- [Assignment]: When the string "well" occurs in a line of the records, show that line.

=== Begin Enclosure ===

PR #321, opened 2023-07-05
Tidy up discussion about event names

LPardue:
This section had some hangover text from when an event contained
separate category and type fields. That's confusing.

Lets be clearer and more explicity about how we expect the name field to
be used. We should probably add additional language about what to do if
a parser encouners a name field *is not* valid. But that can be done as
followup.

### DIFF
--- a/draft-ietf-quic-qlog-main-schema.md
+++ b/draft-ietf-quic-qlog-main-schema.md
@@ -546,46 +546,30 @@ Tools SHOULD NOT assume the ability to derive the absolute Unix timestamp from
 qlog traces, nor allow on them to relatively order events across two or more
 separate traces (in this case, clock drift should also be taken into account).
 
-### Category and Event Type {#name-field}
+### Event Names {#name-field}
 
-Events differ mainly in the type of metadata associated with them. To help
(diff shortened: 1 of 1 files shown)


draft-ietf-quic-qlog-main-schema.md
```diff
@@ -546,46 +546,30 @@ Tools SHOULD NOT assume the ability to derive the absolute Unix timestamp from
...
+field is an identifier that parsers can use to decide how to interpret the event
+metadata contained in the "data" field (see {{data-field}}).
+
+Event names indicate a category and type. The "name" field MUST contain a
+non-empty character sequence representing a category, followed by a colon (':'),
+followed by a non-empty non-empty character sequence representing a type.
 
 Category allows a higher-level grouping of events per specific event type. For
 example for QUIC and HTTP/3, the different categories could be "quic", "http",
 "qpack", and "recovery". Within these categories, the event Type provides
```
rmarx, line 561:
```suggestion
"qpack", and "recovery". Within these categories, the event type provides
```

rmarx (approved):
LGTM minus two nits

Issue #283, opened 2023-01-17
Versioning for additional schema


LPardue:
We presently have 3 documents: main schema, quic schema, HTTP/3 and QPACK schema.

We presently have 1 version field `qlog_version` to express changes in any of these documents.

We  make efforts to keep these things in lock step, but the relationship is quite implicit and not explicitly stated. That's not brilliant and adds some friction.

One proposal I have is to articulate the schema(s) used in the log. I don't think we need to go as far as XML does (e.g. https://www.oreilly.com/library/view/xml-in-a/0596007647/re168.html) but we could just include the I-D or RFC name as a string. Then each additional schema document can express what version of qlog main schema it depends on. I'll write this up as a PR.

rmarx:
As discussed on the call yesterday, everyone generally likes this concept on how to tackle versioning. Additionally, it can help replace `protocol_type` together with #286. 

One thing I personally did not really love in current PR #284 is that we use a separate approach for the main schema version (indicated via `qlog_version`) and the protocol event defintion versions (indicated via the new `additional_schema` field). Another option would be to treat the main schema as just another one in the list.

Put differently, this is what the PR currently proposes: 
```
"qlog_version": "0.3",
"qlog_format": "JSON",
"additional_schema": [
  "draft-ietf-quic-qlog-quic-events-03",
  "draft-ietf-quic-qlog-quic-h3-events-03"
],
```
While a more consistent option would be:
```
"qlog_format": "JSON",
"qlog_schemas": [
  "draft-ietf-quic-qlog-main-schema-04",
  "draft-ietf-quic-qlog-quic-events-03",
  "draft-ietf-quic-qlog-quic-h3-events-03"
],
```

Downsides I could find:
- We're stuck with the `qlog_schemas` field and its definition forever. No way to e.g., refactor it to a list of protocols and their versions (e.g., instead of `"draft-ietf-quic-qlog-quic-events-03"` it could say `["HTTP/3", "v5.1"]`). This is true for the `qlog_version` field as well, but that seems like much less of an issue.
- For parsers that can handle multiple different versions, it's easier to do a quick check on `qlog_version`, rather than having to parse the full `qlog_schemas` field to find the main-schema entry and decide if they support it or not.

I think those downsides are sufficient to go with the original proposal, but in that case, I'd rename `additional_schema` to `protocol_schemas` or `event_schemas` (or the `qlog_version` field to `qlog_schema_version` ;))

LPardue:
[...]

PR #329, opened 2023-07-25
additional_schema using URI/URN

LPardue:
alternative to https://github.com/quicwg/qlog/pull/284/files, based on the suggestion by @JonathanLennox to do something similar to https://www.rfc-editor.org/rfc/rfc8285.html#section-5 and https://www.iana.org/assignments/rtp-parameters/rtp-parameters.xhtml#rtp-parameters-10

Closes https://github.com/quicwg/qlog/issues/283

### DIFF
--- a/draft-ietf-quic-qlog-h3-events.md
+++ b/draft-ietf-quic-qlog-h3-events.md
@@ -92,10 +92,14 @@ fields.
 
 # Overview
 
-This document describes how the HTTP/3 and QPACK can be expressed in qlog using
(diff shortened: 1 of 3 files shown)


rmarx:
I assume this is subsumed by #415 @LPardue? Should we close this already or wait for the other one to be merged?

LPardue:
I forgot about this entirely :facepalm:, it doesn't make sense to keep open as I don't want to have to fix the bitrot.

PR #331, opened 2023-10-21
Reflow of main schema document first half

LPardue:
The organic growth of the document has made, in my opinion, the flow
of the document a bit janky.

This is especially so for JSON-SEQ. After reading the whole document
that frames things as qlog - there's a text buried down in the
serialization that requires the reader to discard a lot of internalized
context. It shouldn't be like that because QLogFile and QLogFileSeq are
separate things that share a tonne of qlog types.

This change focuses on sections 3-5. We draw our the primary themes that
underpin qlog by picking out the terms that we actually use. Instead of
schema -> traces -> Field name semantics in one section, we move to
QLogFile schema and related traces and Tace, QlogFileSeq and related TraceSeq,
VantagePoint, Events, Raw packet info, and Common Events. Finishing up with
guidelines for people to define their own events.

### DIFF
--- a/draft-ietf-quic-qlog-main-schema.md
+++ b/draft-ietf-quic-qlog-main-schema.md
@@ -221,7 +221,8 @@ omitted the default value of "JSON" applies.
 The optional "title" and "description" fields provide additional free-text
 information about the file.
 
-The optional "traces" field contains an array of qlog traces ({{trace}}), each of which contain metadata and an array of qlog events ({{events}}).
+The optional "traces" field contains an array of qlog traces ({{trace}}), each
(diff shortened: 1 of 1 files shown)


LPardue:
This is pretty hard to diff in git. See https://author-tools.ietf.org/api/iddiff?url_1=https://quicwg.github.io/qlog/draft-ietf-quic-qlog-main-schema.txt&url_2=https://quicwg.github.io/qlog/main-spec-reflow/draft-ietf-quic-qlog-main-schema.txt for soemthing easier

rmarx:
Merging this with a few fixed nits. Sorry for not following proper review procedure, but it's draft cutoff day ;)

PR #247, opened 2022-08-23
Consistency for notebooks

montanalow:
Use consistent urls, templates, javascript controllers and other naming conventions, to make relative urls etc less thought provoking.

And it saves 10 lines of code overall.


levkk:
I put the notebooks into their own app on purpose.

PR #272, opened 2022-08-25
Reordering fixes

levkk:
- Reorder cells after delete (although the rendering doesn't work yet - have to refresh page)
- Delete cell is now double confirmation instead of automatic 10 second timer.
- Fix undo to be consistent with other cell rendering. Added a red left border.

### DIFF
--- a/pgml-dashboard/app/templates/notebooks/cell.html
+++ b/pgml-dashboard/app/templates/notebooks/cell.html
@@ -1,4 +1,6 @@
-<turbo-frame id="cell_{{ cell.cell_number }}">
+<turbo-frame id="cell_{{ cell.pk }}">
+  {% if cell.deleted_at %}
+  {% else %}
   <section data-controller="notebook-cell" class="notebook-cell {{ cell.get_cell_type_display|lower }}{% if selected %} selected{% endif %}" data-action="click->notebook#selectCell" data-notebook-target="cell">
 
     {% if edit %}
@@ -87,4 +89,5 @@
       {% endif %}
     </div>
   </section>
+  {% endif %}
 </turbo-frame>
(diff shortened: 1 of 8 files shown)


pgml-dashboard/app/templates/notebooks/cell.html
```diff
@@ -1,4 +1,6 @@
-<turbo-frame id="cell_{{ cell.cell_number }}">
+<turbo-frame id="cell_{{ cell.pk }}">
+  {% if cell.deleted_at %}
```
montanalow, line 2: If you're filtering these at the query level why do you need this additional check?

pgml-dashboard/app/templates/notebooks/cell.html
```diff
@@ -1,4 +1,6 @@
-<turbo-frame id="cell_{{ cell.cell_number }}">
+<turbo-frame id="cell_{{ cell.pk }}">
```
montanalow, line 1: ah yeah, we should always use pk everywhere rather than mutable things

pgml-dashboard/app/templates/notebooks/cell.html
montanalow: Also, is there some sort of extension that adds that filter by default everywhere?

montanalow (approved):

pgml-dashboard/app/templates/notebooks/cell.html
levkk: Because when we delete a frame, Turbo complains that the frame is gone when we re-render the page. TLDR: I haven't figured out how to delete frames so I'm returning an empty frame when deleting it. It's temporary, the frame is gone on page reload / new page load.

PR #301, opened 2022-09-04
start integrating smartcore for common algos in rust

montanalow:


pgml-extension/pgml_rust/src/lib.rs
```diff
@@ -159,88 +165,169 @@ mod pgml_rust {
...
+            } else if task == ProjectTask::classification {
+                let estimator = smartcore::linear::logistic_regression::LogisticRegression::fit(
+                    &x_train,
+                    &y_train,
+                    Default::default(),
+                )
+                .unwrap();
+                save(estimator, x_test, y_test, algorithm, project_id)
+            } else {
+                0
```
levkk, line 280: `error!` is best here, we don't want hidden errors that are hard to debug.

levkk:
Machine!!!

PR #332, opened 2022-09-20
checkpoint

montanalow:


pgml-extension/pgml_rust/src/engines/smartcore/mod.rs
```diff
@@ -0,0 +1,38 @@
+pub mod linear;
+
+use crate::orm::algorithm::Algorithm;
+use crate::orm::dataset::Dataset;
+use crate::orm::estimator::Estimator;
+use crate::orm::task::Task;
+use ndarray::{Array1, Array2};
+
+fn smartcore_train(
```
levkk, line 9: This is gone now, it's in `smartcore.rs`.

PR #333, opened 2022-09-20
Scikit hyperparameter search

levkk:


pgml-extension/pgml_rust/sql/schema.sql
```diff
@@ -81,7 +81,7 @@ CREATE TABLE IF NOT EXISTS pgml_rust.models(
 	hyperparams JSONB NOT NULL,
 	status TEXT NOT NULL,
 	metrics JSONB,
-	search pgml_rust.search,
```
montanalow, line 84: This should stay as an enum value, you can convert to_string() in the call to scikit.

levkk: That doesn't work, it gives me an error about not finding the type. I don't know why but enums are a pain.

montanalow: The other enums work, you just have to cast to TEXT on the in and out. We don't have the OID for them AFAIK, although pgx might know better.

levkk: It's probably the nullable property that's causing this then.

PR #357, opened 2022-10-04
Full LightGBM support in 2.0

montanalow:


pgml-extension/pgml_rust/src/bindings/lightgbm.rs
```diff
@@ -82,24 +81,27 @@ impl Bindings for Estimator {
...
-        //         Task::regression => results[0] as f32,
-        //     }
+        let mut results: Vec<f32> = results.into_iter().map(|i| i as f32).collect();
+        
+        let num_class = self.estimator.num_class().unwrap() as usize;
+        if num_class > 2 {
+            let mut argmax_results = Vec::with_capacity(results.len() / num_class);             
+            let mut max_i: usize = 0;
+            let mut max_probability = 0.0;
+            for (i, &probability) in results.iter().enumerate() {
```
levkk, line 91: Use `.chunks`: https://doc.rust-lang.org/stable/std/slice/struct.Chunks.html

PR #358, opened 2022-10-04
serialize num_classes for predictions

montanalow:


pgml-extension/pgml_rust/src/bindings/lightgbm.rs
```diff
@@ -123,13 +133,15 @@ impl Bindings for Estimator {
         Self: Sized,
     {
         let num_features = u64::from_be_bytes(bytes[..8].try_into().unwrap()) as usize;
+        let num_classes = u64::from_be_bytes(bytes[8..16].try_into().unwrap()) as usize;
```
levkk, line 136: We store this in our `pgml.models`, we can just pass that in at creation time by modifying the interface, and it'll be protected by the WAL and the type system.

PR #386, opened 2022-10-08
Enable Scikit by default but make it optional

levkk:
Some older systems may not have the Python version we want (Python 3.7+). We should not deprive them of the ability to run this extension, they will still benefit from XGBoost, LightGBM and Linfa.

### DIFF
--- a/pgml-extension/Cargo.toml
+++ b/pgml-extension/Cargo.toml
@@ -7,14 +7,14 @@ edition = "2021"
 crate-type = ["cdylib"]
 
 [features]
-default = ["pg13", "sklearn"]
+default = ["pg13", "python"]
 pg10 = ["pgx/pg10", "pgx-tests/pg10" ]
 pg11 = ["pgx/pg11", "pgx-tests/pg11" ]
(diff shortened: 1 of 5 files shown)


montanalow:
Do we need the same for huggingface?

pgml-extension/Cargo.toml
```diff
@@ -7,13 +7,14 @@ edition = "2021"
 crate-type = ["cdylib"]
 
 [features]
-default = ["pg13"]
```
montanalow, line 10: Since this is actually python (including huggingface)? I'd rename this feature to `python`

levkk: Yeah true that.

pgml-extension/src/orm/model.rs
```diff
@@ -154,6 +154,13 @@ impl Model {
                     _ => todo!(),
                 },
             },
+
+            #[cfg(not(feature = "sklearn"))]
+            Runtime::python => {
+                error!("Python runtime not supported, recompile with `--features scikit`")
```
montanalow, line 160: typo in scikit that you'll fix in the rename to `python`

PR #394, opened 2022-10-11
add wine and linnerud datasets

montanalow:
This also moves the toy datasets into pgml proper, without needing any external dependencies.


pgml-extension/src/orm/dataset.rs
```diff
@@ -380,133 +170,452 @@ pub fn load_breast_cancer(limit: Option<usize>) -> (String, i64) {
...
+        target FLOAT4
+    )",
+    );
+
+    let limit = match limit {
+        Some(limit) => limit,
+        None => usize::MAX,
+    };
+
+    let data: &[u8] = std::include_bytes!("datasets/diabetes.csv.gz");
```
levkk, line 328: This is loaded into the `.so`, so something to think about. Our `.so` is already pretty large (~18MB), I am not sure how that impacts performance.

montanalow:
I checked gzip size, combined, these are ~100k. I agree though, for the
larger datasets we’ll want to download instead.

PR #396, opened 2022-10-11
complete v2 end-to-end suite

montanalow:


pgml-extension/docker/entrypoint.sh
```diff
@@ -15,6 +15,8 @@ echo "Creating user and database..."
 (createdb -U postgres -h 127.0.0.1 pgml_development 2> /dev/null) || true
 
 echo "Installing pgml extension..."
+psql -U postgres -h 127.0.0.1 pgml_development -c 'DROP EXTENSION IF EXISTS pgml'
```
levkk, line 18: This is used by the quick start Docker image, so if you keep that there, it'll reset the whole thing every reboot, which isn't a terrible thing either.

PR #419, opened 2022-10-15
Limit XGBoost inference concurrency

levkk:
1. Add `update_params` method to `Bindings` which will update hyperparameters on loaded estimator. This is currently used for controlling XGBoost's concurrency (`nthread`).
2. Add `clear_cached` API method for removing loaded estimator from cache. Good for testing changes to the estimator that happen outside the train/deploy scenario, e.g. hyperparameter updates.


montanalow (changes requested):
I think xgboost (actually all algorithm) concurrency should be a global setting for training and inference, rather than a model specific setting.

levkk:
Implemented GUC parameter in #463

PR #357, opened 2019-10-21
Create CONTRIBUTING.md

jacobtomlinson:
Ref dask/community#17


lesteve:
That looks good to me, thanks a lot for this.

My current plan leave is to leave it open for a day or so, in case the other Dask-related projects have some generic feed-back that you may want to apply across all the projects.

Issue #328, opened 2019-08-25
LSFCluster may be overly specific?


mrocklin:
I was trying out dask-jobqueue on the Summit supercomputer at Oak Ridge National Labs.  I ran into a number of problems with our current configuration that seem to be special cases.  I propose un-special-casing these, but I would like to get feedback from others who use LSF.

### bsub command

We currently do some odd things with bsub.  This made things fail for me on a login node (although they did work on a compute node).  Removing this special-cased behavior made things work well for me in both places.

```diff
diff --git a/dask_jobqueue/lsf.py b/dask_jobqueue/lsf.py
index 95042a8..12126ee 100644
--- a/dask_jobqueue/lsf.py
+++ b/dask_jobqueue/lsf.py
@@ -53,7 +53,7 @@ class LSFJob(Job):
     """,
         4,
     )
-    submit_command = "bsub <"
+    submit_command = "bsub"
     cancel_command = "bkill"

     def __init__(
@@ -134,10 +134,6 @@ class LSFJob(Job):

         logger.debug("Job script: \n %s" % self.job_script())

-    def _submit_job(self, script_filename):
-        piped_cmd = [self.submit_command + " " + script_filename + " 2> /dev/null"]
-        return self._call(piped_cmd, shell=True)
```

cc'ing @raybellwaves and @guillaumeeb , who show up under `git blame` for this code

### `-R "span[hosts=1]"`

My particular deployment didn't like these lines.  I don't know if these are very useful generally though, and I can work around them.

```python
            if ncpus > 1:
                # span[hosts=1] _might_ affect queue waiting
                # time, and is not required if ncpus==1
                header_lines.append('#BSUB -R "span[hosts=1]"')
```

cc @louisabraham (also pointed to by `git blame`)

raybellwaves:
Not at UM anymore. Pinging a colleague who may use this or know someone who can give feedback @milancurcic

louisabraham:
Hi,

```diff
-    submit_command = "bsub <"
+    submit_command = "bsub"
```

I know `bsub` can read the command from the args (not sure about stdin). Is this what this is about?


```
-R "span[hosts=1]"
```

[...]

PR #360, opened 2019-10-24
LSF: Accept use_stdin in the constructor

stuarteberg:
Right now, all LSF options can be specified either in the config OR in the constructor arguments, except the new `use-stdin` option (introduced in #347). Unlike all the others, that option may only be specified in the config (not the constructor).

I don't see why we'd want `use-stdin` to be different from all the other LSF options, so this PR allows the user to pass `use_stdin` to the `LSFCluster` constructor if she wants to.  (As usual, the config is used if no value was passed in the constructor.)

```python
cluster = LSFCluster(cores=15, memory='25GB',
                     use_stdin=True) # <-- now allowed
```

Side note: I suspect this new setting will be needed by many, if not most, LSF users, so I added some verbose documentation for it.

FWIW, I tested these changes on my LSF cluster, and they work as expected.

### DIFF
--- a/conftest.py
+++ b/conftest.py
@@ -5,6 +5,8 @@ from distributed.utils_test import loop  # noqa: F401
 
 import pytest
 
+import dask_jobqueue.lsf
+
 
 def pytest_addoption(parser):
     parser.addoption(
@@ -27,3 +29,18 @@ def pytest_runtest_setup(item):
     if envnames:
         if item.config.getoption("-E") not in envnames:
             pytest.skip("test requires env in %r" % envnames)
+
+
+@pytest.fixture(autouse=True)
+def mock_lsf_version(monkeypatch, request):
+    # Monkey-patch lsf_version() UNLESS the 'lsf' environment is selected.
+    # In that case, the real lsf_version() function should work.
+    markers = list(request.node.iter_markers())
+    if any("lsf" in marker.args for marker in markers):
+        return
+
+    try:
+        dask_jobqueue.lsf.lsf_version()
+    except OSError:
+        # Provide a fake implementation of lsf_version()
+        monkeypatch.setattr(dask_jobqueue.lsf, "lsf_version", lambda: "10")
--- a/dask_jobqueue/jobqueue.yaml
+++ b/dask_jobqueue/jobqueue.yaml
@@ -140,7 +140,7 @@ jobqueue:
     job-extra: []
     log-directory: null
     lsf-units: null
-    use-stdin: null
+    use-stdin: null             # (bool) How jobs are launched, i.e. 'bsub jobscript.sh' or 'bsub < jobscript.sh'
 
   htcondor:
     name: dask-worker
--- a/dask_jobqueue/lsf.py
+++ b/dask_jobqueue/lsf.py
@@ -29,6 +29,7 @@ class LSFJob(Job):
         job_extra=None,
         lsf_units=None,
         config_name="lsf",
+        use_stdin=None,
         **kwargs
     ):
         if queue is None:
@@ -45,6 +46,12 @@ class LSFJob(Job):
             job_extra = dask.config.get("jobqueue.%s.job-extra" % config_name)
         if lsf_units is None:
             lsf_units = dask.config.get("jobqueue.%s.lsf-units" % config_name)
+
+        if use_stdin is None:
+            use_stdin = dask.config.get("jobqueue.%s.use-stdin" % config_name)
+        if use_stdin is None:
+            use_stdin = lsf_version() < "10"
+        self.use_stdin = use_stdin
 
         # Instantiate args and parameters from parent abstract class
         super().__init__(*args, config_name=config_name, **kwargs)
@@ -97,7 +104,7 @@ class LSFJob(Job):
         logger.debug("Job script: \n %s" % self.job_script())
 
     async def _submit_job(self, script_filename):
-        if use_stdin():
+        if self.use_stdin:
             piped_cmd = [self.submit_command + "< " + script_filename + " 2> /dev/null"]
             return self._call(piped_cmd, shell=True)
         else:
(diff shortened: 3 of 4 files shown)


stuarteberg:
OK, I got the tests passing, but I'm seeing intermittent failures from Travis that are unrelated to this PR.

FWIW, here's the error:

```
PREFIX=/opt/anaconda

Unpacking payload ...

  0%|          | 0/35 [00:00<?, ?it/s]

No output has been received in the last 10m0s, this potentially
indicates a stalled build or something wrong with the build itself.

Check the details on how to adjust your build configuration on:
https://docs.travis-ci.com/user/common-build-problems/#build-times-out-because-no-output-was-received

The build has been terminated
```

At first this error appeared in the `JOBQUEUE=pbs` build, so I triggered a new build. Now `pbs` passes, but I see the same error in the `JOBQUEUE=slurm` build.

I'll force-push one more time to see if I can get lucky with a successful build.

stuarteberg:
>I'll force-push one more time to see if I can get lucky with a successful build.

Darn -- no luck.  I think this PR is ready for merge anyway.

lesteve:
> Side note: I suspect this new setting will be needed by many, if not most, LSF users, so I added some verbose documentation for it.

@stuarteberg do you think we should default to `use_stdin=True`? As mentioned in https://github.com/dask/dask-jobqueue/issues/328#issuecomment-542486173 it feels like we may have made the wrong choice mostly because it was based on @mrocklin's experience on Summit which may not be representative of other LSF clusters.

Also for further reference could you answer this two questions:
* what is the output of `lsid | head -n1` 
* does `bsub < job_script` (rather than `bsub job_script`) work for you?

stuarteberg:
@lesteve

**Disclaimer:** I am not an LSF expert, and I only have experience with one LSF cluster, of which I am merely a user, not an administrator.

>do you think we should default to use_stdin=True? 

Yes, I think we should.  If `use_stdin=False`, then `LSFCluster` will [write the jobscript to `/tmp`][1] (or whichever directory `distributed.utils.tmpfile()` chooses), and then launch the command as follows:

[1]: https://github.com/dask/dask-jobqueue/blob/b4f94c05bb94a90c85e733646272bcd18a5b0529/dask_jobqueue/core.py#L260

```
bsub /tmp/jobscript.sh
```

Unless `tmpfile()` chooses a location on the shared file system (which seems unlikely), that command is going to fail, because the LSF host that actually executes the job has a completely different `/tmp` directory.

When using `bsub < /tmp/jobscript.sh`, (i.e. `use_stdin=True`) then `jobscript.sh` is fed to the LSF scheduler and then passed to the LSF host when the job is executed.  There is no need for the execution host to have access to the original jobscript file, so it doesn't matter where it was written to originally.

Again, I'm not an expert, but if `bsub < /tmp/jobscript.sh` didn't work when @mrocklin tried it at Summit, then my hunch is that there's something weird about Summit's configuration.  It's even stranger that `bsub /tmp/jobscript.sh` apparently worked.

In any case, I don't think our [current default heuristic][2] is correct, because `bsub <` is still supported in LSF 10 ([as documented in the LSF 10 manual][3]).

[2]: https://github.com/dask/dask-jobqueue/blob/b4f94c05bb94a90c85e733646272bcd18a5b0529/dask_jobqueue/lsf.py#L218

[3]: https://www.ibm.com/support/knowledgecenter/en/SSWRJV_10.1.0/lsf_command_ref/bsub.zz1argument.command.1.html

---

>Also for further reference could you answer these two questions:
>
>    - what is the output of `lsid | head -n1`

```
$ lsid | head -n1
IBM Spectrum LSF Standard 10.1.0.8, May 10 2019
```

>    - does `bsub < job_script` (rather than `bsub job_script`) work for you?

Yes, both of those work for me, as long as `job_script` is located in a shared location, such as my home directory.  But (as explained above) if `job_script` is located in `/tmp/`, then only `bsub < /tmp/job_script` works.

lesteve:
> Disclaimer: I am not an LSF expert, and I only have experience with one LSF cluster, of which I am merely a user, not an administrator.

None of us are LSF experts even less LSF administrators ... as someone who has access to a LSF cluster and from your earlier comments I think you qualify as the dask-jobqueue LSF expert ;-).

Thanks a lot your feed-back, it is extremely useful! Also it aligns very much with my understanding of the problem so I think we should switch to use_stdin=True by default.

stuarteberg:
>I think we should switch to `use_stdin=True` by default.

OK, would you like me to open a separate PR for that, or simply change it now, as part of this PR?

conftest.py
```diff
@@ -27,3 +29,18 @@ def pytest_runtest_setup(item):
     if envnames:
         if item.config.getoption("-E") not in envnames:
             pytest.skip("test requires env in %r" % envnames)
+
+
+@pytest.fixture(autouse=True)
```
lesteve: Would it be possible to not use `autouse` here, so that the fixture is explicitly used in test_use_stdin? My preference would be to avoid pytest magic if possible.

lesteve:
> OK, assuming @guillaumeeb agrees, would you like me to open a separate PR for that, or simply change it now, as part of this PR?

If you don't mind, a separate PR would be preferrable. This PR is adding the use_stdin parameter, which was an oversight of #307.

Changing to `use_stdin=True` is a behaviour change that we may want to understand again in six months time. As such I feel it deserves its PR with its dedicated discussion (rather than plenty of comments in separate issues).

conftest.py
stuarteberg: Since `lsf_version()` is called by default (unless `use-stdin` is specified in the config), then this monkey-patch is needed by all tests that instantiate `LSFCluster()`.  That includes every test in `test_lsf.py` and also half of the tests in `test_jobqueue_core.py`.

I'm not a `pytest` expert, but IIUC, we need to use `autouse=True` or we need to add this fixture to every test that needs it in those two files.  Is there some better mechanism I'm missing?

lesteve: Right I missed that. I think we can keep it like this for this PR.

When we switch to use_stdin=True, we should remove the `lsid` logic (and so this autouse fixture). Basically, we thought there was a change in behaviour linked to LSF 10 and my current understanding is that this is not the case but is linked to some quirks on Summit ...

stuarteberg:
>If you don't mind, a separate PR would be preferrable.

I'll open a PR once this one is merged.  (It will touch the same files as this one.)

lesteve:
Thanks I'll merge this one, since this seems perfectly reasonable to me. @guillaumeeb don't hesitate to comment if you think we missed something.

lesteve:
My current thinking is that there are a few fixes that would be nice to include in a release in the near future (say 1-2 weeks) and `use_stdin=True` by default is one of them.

=== End Enclosure ===

- [Task output]:
- We're stuck with the `qlog_schemas` field and its definition forever. No way to e.g., refactor it to a list of protocols and their versions (e.g., instead of `"draft-ietf-quic-qlog-quic-events-03"` it could say `["HTTP/3", "v5.1"]`). This is true for the `qlog_version` field as well, but that seems like much less of an issue.
We currently do some odd things with bsub.  This made things fail for me on a login node (although they did work on a compute node).  Removing this special-cased behavior made things work well for me in both places.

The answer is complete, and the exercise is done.